═══ RECORDS PROVIDED ═══

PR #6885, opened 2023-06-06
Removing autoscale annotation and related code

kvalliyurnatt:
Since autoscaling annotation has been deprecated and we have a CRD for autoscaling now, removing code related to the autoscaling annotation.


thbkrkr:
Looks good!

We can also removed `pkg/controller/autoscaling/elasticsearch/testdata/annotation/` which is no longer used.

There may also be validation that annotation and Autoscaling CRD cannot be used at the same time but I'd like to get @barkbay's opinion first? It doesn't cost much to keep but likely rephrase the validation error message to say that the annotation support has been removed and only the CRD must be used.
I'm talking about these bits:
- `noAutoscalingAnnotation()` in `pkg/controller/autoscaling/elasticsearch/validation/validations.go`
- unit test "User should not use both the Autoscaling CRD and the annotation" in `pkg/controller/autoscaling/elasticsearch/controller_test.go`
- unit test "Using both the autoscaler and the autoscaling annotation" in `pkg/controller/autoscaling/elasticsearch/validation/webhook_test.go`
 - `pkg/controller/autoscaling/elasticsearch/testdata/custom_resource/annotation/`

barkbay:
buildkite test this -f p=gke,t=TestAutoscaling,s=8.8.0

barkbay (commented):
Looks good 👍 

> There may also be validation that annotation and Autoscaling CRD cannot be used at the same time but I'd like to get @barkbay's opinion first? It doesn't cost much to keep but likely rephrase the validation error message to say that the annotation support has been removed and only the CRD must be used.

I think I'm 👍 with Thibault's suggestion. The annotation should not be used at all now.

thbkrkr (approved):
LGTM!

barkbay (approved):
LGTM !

═══

Within the data above, filter for lines containing the word "should" and copy each one.

- unit test "User should not use both the Autoscaling CRD and the annotation" in `pkg/controller/autoscaling/elasticsearch/controller_test.go`
I think I'm 👍 with Thibault's suggestion. The annotation should not be used at all now.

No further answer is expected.